The man was a hermit because he was more of a human being; not less.
It was not merely that he felt he could get on better with a lion
than with the sort of men who would throw him to the lions.
It was also that he actually liked men better when they let him alone.
Now nobody expects anybody, except a very exceptional person, to become
a complete solitary. But there is a strong case for more Solitude;
especially now that there is really no Solitude.
The reason why even the normal human being should be half
a hermit is that it is the only way in which his mind can have a
half-holiday. It is the only way to get any fun even out of the facts
of life; yes, even if the facts are games and dances and operas.
It bears most resemblance to the unpacking of luggage. It has been said
that we live on a railway station; many of us live in a luggage van;
or wander about the world with luggage that we never unpack at all.
For the best things that happen to us are those we get out of what has
already happened. If men were honest with themselves, they would
agree that actual social engagements, even with those they love,
often seem strangely brief, breathless, thwarted or inconclusive.
Mere society is a way of turning friends into acquaintances,
rhe real profit is not in meeting our friends, but in having met them.
Now when people merely plunge from crush to crush, and from
crowd to crowd, they never discover the positive joy of life.
They are like men always hungry, because their food never digests;
also, like those men, they are cross. There is surely something the
matter with modern life when all the literature of the young is so cross.

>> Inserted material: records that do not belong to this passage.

PR #197819, opened 2026-05-14
[flang][acc] Accept component of global variable in `acc declare`

razvanlupusoru:
This MR partially extends the current implementation to accept cases of `acc declare` on a `parent%comp` whenever the `parent` has been `acc declare`d with the same clause. This is done by generating only the acc global constructor only for mapping the parent as the child is expected to be part of parent.

The limitations still remain as a TODO unless it can be proven parent is mapped. A generic implementation would need either compiler generated ordering on the global constructors used for mapping or runtime managed ordering.


flang/lib/Lower/OpenACC.cpp
```diff
@@ -3750,11 +3750,36 @@ static void createDeclareDeallocFunc(mlir::OpBuilder &modBuilder,
...
+           Fortran::semantics::Symbol::Flag::AccCopy,
+           Fortran::semantics::Symbol::Flag::AccCopyOut,
+           Fortran::semantics::Symbol::Flag::AccDevicePtr,
+           Fortran::semantics::Symbol::Flag::AccDeviceResident,
+           Fortran::semantics::Symbol::Flag::AccLink,
+           Fortran::semantics::Symbol::Flag::AccPresent,
+       }) {
+    if (ultimate.test(f)) {
+      assert(!found.has_value() &&
+             "more than one ACC DECLARE data-mapping flag on a symbol");
```
clementval: Should this be an error?

clementval (approved):

flang/lib/Lower/OpenACC.cpp
razvanlupusoru: I made it as an assert because it is an assumption that should always be true. It currently always holds because Semantics ensures this never happens. Consider:

```
module mm
  real, dimension(10) :: arr
  !$acc declare copyin(arr)
end module
program main
  use mm
  !$acc declare create(arr)
  arr = 10
  print *, arr
end program
```
=>
```
$ bbc -fopenacc moduleaccdeclare.f90
moduleaccdeclare.f90:8:17: error: 'arr' in the CREATE clause is already present in another COPYIN clause in this module
    !$acc declare create(arr)
                  ^^^^^^^^^^^
bbc: semantic errors in moduleaccdeclare.f90
```

Does this make sense or am I misunderstanding the difference between use of `assert` vs `fir::emitFatalError` ?

clementval: assertion are not always enabled. So if this is forbidden then it should be an error. If semantics ensures it normally doesn't happen then an assert might be enough.

razvanlupusoru: Thank you for your explanation - I decided to update it to fir::emitFatalError. :)

PR #197821, opened 2026-05-14
[flang][PPC] Improve vector type names in expression diagnostics (NFC)

virsworld:
## Summary

Improve Flang semantic diagnostics for vector types by printing vector type spellings in Fortran syntax instead of internal builtin-derived type names.

## Problem

Diagnostics for invalid operations on vector types currently display internal type names such as:

- `TYPE(_(element_category=0_4,element_kind=4_4))`
- `__builtin_ppc_intrinsic_vector(element_category=0_4,element_kind=4_4)`

This makes errors harder to read.

## Change

Use `DerivedTypeSpec::VectorTypeAsFortran()` when producing vector operand type names in `ArgumentAnalyzer::TypeAsFortran()`, instead of relying on the generic type formatting path.

This updates diagnostics to print vector types as Fortran source-like spellings, such as:
- `vector(integer(4))`
- `vector(real(4))`

while preserving the existing formatting for non-vector derived types.

## Examples

```text
vector(integer(4)) :: v1, v2
v1 = v1 + v2
end
```

Before:

```text
error: Operands of + must be numeric; have __builtin_ppc_intrinsic_vector(element_category=0_4,element_kind=4_4) and __builtin_ppc_intrinsic_vector(element_category=0_4,element_kind=4_4)
```

After:

```text
error: Operands of + must be numeric; have vector(integer(4)) and vector(integer(4))
```
---

```text
vector(integer(4)) :: v1
vector(real(4)) :: v2
v1 = v2
end
```

Before:

```text
error: No intrinsic or user-defined ASSIGNMENT(=) matches operand types __builtin_ppc_intrinsic_vector(element_category=0_4,element_kind=4_4) and __builtin_ppc_intrinsic_vector(element_category=2_4,element_kind=4_4)
```

After:

```text
error: No intrinsic or user-defined ASSIGNMENT(=) matches operand types vector(integer(4)) and vector(real(4))
```

## Testing

Tested invalid vector diagnostics for:
- numeric operators
- relational operators
- assignment mismatch

to confirm that vector operand types are now printed with the expected Fortran-style formatting.

### DIFF
--- a/flang/lib/Semantics/expression.cpp
+++ b/flang/lib/Semantics/expression.cpp
@@ -5538,7 +5538,9 @@ std::string ArgumentAnalyzer::TypeAsFortran(std::size_t i) {
         : type->IsUnlimitedPolymorphic() ? "CLASS(*)"s
         : type->IsPolymorphic()          ? type->AsFortran()
         : type->category() == TypeCategory::Derived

That is something of the secret of the saints who went into the desert.
It is in society that men quarrel with their friends; it is in solitude
that they forgive them. And before the society-man criticises the saint,
let him remember that the man in the desert often had a soul that was
like a honey-pot of human kindness, though no man came near to taste it;
and the man in the modern salon, in his intellectual hospitality,
generally serves out wormwood for wine.
In conclusion, I will take one very modern and even topical case.

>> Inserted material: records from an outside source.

PR #197826, opened 2026-05-14
[clangd][Lex][NFC] Use valid non-ASCII identifiers in tests

argothiel:
Several tests used "ab🙂cd" / "🙂cd" as multi-byte UTF-8 example identifiers. The smiley, however, is not actually among the allowed identifier characters, and Clang only accepts it as an extension (with a warning).

Switch to identifiers that are valid per [lex.name]:
- "naïve", with a non-ASCII char in the middle of the identifier,
- "æon", with a non-ASCII char at the start of the identifier,
- "café", with a non-ASCII char at the end of the identifier.

The 2-byte characters are handled the same way as the original 4-byte emoji; no functional change here.


timon-ul (approved):
Looks good to me, thank you for the cleanup 🙂 (you will be missed smiley face)

PR #197827, opened 2026-05-14
[CIR] Cast global var address to declared type at dtor call site

adams381:
A C++ global with a constexpr default constructor that fixes the active member of a union — `std::basic_string`'s SSO `__short` variant is a common example — has a `cir.global` whose stored record type is the narrowed shape of that active variant.  Classic CodeGen does the same (`@g = global { { { [16 x i8] } } } zeroinitializer`) and accepts the resulting `__cxa_atexit(@D1, @g, ...)` because LLVM IR uses opaque pointers.  CIR has typed pointers, so the `cir.call` registering the destructor for `__cxa_atexit` carries an operand type that doesn't match the dtor's `this` parameter.  This trips 16 libcxx tests and 71 cases total across libcxx, MultiSource, SingleSource, and SPEC in our build.

`verifyPointerTypeArgs(oldF, newF, userMap)` in `CIRGenModule::applyReplacements` (`clang/lib/CIR/CodeGen/CIRGenModule.cpp:1700`) catches this when ctor-dtor aliases are enabled and D1 is RAUW'd by D2.  Without aliases, the `cir.call` op verifier rejects the same operand-type mismatch directly.

The fix mirrors the cast pattern `emitGlobalVarDeclLValue` (`clang/lib/CIR/CodeGen/CIRGenExpr.cpp:441-445`) already uses for every AST-level reference to a global: bitcast the result of `getAddrOfGlobalVar` to `convertTypeForMem(type)` before any typed-pointer op consumes it.  `getAddrOfGlobalVar` itself stays raw so callers that walk to the underlying `GetGlobalOp` via `getDefiningOp()` keep working.

`global-dtor-union-narrowed.cpp` pins the CIR bitcast, the lowered LLVM helper-wrapped `__cxa_atexit`, and the equivalent OGCG direct `__cxa_atexit`.

### DIFF
--- a/clang/lib/CIR/CodeGen/CIRGenCXX.cpp
+++ b/clang/lib/CIR/CodeGen/CIRGenCXX.cpp
@@ -163,9 +163,22 @@ static void emitDeclDestroy(CIRGenFunction &cgf, const VarDecl *vd,
     // call right here.
     auto gd = GlobalDecl(dtor, Dtor_Complete);
     fnOp = cgm.getAddrAndTypeOfCXXStructor(gd).second;
+    // When a global has a constant initializer that fixes the active member
+    // of a union (e.g. an SSO short variant), CIR creates the global with
+    // the initializer's narrowed record type, so `getAddrOfGlobalVar` returns
+    // a pointer to the narrowed type rather than the variable's declared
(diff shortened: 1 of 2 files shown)


andykaylor (approved):
lgtm

PR #197828, opened 2026-05-14
[CIR] Emit cir.bool constant for non-odr-use of bool member

adams381:
`ScalarExprEmitter::VisitMemberExpr` has a constant-folding shortcut: when an expression evaluates as a compile-time integer, it bypasses the LValue load and emits the constant directly via `builder.getConstInt(loc, APSInt)`. That builder helper derives the CIR result type from the APSInt's bit width — for a `bool` member that is `!cir.int<u, 1>`, while the AST expression type is `bool` which CIR maps to `!cir.bool`.

Downstream ops that consume the value all reject the mismatch: `cir.if` and `cir.ternary` need `!cir.bool` operands, and `cir.call` rejects `!cir.int<u, 1>` against a `!cir.bool` parameter (which surfaces as the `emitCall: widening integer call argument` NYI in `CIRGenCall.cpp`). The fix dispatches on `e->getType()->isBooleanType()` and emits through `builder.getBool()` so the constant is typed `!cir.bool` from the start. Non-bool integral members keep the prior code path. The dispatch mirrors what `tryEmitPrivate`'s `APValue::Int` branch already does at `CIRGenExprConstant.cpp:1816-1817`.

In SPEC CPU 2026 this fires from `gcc/wide-int.h`'s `is_sign_extended` template-static-bool plumbing. Before the fix, four 721.gcc_r / 821.gcc_s TUs (`alias.cc`, `c-ada-spec.cc`, `c-pretty-print.cc`, `c-warn.cc`) hit a chain of widening NYIs and downstream `cir.if` / `cir.ternary` verifier errors; with the fix all four compile cleanly.

The new `clang/test/CIR/CodeGen/non-odr-use-const-bool.cpp` covers three downstream consumers — call argument, `if` condition, `&&` short-circuit — with CIR + LLVM + OGCG checks. The pre-existing `// TODO(cir): The classic codegen calls tryEmitAsConstant() here.` at the same site stays in place; this is the targeted fix in the meantime, and the broader refactor (extending `tryEmitAsConstant` to handle constant `VarDecl`s so the constant emitter takes over entirely) is the right follow-up.

### DIFF
--- a/clang/lib/CIR/CodeGen/CIRGenExprScalar.cpp
+++ b/clang/lib/CIR/CodeGen/CIRGenExprScalar.cpp
@@ -2454,7 +2454,16 @@ mlir::Value ScalarExprEmitter::VisitMemberExpr(MemberExpr *e) {
   if (e->EvaluateAsInt(result, cgf.getContext(), Expr::SE_AllowSideEffects)) {
     llvm::APSInt value = result.Val.getInt();
     cgf.emitIgnoredExpr(e->getBase());
-    return builder.getConstInt(cgf.getLoc(e->getExprLoc()), value);
+    mlir::Location loc = cgf.getLoc(e->getExprLoc());
+    // The constant is folded from an APSInt with the source-type's bit width
+    // (1 for bool), but the AST's expression type is what later consumers of
+    // this value see. For a bool member we have to emit a !cir.bool constant
+    // -- otherwise downstream ops (cir.call into a bool parameter, cir.if /
+    // cir.ternary on the value, ...) would all reject the !cir.int<u, 1> the
+    // raw APSInt would produce.
+    if (e->getType()->isBooleanType())
+      return builder.getBool(value.getBoolValue(), loc);
+    return builder.getConstInt(loc, value);
   }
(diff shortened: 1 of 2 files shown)


xlauko (approved):
lgtm

clang/lib/CIR/CodeGen/CIRGenExprScalar.cpp
```diff
@@ -2454,7 +2454,16 @@ mlir::Value ScalarExprEmitter::VisitMemberExpr(MemberExpr *e) {
   if (e->EvaluateAsInt(result, cgf.getContext(), Expr::SE_AllowSideEffects)) {
     llvm::APSInt value = result.Val.getInt();
     cgf.emitIgnoredExpr(e->getBase());
-    return builder.getConstInt(cgf.getLoc(e->getExprLoc()), value);
+    mlir::Location loc = cgf.getLoc(e->getExprLoc());
+    // The constant is folded from an APSInt with the source-type's bit width
```
andykaylor, line 2458: This comment feels unnecessary.

andykaylor (approved):
lgtm

PR #195974, opened 2026-05-06
[clang-tidy] Add `llvm-formatv-string`

kastiglione:
Adds a clang-tidy check to perform some validation on `llvm::formatv` calls. Similar to the built in support Clang has for checking printf calls.

The validations are:
- The number of unique format indices matches the number of arguments.
- Every argument is used by the format string.
- Automatic and explicit indices are not mixed.

This includes a config option (`AdditionalFunctions`) to perform the same validation checks on other functions which take formatv inputs.

Assisted-by: claude

PR #197829, opened 2026-05-14
[clangd] Add llvm-formatv-string to TidyFastChecks

kastiglione:
Enables `llvm-formatv-string` (#195974) in clangd.


kastiglione:
I ran TidyFastChecks.py. In addition to adding this entry for `llvm-formatv-string`, it updated the values of many entries in TidyFastChecks.inc. Since my goal is to include this one new tidy check, I didn't want to update dozens and dozens of data points.

ArcsinX (commented):
By default  `TidyFastChecks.py` runs checks on `clang/lib/Sema/Sema.cpp` file.
But we have no `llvm::formatv` calls there, this can be the reason why `llvm-formatv-string` is reported as a fast check.

Can you please check `llvm-formatv-string` performance on a relatively big file with several `llvm::formatv` calls?  Maybe this one https://github.com/llvm/llvm-project/blob/main/clang-tools-extra/clangd/Quality.cpp ?
You can use `--source` argument of `TidyFastChecks.py` script to do this.

kastiglione:
@ArcsinX I have run TidyFastChecks on Quality.cpp and generally get an output of 1%, sometimes 0%, and once it was 3%.

ArcsinX (approved):
Thanks, LGTM

PR #197831, opened 2026-05-14
[flang] Add diagnostics for conflicting EXTERNAL/INTRINSIC and TARGET attributes

### LINKED ISSUE #197830: [flang] Missing diagnostics for conflicting EXTERNAL/INTRINSIC and TARGET attributes
Flang silently accepts declarations that specify both `EXTERNAL` and `TARGET` (or `INTRINSIC` and `TARGET`) attributes on the same entity, which violates the Fortran standard.

**Reproducer:**
```fortran
subroutine test1()
  real, target, external :: f1
end subroutine

subroutine test2()
  integer, target, intrinsic :: abs
end subroutine
```

**Expected behavior:** An error diagnostic should be emitted. An entity with the `EXTERNAL` or `INTRINSIC` attribute is a procedure, not a variable, and the `TARGET` attribute requires the entity to be a variable (F2018 §8.5.17).

**Actual behavior:** Flang accepts both cases without any diagnostic.

**Compiler Explorer repros** (all but Flang reject):
- Flang (trunk), https://godbolt.org/z/j6W4nnqT8, silently accepts
- gfortran (trunk), https://godbolt.org/z/5T69Ec6zx, `Error: TARGET attribute conflicts with EXTERNAL attribute`
- Intel ifx, https://godbolt.org/z/9hG1zo8qj, `error #6406: Conflicting attributes or multiple declaration of name.`
- nvfortran 26.3, https://godbolt.org/z/GYn1x91a6, `NVFORTRAN-S-0134-Illegal attribute - conflict with external`
- Cray Fortran (CCE), `ftn-425: Attributes EXTERNAL and TARGET must not appear in the same attribute list.`

MattPD:
Flang silently accepted declarations with both EXTERNAL and TARGET (or
INTRINSIC and TARGET) attributes on the same entity. This violates the
Fortran standard since TARGET requires a variable, but EXTERNAL/INTRINSIC
makes the entity a procedure.

Add CheckConflicting calls in CheckProcEntity to diagnose both cases.
All other major Fortran compilers already reject these combinations.

Fixes #197830

Assisted-by: Claude Opus 4.6.

### DIFF
--- a/flang/lib/Semantics/check-declarations.cpp
+++ b/flang/lib/Semantics/check-declarations.cpp
@@ -1466,6 +1466,10 @@ void CheckHelper::CheckArraySpec(
 void CheckHelper::CheckProcEntity(
     const Symbol &symbol, const ProcEntityDetails &details) {
   CheckSymbolType(symbol);
+  // F2018 8.5.17: an entity with the TARGET attribute shall be a variable;
+  // a procedure (EXTERNAL or INTRINSIC) is not a variable.
+  CheckConflicting(symbol, Attr::EXTERNAL, Attr::TARGET);
+  CheckConflicting(symbol, Attr::INTRINSIC, Attr::TARGET);
   const Symbol *interface{details.procInterface()};
   if (details.isDummy()) {
     if (!symbol.attrs().test(Attr::POINTER) && // C843
--- a/flang/test/Semantics/declarations09.f90
+++ b/flang/test/Semantics/declarations09.f90
@@ -1,0 +1,17 @@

I do not believe in Communism, certainly not in compulsory Communism.
And it is typical of this acrid age that what we all discuss
is compulsory Communism. I often sympathise with Communists,
which is quite a different thing; but even these I respect rather
as bold or honest or logical than as particularly genial or kindly.
Nobody will claim that modern Communism is a specially
sweet-tempered or amiable thing. But if you will look up
the legends of the earliest Hermits, you will find a very
charming anecdote, about two monks who really were Communists.
And one of them tried to explain to the other how it was
that quarrels arose about private property. So he thumped
down a stone and observed theatrically, "This stone is mine."
The other, slightly wondering at his taste, said, "All right;
take it." Then the teacher of economics became quite vexed
and said, "No, no; you mustn't say that. You must say it is yours;
and then we can fight." So the second hermit said it was his;
whereupon the first hermit mechanically gave it up; and the whole
lesson in Business Methods seems to have broken down.
Now you may agree or disagree with the Communist ideal, of cutting
oneself off from commerce, which those two ascetics followed.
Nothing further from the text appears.